Stored data:
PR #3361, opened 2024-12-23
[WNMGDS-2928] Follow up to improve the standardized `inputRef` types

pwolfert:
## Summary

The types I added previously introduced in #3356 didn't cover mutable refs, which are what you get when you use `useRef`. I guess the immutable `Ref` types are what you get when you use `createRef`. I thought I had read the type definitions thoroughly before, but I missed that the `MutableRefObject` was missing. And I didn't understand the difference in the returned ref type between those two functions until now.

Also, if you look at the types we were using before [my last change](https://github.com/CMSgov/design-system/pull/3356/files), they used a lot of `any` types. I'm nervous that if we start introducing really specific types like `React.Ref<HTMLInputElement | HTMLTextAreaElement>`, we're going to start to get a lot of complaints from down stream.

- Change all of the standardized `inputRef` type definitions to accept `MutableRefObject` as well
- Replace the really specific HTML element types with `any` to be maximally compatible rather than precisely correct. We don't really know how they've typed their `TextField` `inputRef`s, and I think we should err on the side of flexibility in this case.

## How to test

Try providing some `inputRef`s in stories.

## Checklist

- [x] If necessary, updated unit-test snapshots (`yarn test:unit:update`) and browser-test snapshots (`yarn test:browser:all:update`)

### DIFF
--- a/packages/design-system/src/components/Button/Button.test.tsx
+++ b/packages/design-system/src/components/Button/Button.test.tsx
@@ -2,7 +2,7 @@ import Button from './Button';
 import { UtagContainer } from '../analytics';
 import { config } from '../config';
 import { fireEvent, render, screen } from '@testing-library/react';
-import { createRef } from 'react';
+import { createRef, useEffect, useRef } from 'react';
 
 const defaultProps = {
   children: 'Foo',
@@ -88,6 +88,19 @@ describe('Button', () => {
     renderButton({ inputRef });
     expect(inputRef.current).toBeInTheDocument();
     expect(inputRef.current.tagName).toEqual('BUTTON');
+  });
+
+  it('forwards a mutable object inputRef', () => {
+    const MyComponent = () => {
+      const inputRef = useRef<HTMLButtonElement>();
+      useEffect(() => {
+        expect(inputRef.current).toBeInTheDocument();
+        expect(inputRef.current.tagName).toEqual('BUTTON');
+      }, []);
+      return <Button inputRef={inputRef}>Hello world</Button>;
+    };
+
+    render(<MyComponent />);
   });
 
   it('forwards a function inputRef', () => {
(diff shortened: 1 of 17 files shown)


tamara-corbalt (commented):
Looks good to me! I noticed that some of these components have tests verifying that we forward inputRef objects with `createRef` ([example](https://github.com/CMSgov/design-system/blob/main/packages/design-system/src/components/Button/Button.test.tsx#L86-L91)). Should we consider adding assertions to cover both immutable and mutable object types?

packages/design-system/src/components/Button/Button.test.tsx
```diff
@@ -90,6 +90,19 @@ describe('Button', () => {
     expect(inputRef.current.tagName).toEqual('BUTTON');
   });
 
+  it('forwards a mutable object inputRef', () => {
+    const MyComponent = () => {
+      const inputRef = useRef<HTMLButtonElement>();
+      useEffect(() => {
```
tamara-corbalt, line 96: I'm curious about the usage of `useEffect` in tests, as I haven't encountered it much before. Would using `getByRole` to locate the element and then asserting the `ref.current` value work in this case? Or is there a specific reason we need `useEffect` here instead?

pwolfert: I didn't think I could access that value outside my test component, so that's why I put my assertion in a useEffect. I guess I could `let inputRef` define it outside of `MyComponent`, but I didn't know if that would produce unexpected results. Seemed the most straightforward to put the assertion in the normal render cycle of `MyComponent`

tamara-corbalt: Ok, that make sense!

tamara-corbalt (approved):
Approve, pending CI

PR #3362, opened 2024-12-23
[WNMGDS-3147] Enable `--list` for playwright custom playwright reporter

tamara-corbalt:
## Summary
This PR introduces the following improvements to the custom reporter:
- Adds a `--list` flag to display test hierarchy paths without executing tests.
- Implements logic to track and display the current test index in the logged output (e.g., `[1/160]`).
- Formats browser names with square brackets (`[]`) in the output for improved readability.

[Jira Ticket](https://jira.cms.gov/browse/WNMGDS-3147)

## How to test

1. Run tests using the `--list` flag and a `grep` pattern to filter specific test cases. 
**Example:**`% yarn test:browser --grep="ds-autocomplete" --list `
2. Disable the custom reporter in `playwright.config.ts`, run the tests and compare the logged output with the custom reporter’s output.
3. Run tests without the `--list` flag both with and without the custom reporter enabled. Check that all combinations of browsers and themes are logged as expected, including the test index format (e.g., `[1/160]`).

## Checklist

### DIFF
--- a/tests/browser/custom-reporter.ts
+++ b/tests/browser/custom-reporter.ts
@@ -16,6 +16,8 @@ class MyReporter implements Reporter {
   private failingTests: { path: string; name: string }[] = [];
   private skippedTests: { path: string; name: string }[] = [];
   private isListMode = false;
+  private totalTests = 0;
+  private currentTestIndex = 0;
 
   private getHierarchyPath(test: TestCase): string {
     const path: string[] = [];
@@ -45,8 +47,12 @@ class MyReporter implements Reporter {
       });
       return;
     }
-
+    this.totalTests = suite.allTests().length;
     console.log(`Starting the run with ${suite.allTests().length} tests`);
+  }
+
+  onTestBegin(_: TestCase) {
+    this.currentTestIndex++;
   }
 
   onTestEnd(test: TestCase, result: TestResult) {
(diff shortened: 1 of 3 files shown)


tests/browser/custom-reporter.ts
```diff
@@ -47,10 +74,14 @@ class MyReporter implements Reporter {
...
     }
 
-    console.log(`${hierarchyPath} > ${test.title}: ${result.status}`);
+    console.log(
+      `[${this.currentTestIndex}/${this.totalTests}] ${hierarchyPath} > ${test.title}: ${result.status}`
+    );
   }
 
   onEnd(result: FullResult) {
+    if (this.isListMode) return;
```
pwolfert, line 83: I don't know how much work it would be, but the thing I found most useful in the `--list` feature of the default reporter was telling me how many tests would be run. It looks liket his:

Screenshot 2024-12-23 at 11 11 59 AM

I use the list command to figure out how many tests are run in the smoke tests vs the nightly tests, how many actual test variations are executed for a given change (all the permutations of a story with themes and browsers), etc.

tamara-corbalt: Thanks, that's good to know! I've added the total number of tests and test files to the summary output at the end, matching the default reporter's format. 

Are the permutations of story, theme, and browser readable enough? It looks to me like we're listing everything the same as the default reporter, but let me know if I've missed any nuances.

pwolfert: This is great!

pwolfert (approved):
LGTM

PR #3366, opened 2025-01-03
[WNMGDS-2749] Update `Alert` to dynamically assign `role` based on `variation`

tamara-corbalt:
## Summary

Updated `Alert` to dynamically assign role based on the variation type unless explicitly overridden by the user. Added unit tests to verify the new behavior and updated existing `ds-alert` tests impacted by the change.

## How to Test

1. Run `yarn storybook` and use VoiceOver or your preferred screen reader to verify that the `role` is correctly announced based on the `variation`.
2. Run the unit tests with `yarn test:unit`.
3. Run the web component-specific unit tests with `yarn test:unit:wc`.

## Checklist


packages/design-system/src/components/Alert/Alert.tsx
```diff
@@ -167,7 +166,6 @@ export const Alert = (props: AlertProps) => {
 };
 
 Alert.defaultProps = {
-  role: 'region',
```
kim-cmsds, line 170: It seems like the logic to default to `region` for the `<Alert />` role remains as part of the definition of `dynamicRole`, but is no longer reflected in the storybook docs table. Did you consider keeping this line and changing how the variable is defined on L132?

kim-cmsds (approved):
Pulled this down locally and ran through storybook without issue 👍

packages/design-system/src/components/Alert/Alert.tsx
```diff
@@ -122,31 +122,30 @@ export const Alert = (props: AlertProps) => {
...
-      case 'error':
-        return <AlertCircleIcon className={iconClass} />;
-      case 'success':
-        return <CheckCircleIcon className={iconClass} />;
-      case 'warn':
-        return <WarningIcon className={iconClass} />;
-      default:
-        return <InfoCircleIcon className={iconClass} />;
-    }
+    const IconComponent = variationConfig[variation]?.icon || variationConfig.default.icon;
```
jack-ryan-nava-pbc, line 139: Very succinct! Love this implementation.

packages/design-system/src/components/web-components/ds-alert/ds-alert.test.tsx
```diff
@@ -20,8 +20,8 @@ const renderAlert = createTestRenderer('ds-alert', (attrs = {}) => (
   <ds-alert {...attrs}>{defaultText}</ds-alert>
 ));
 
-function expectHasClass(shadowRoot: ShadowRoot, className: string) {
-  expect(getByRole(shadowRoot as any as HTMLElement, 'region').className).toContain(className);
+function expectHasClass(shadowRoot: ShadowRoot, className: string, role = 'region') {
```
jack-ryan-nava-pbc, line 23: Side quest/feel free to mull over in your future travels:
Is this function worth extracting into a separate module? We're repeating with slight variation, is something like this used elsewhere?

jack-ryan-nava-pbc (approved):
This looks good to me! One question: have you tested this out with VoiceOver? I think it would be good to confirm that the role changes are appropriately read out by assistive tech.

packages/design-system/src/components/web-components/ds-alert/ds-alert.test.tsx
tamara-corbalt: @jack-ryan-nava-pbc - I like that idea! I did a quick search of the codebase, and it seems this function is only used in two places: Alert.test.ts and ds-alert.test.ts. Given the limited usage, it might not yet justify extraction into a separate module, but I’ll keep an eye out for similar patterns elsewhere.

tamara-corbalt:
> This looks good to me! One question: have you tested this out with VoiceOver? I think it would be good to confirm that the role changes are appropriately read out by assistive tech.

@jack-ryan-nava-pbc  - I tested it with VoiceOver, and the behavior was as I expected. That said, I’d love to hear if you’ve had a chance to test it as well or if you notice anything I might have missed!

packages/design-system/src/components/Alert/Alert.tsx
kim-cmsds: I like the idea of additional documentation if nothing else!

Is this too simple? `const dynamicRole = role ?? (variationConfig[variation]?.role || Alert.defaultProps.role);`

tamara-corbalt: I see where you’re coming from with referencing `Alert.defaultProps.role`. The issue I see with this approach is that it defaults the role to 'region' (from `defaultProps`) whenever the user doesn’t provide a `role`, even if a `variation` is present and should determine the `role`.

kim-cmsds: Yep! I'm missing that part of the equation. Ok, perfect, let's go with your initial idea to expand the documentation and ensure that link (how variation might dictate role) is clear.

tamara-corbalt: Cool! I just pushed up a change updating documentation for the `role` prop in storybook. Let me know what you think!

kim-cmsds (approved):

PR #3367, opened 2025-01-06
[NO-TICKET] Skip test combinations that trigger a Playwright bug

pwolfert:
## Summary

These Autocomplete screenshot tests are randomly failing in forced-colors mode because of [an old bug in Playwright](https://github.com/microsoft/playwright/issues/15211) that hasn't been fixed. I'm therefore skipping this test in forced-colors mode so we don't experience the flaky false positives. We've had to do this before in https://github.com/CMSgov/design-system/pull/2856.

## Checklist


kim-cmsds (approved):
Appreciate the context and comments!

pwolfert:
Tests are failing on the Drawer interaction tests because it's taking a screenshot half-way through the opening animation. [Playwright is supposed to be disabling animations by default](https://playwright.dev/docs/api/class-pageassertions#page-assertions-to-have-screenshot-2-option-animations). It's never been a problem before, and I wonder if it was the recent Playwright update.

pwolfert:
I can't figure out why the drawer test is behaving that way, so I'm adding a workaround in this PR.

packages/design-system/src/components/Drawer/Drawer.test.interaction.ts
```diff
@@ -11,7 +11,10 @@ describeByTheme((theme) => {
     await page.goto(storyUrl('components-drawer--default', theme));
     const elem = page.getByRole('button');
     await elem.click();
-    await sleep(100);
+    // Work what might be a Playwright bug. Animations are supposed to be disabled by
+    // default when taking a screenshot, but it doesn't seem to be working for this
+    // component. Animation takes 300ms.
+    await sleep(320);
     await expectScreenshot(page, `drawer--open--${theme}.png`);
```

:: WORK REQUIRED ::
Check every line of the records above for the string "opened". Copy those that hold it.

:: RESULT OF THE TASK ::
PR #3361, opened 2024-12-23
PR #3362, opened 2024-12-23
PR #3366, opened 2025-01-03
PR #3367, opened 2025-01-06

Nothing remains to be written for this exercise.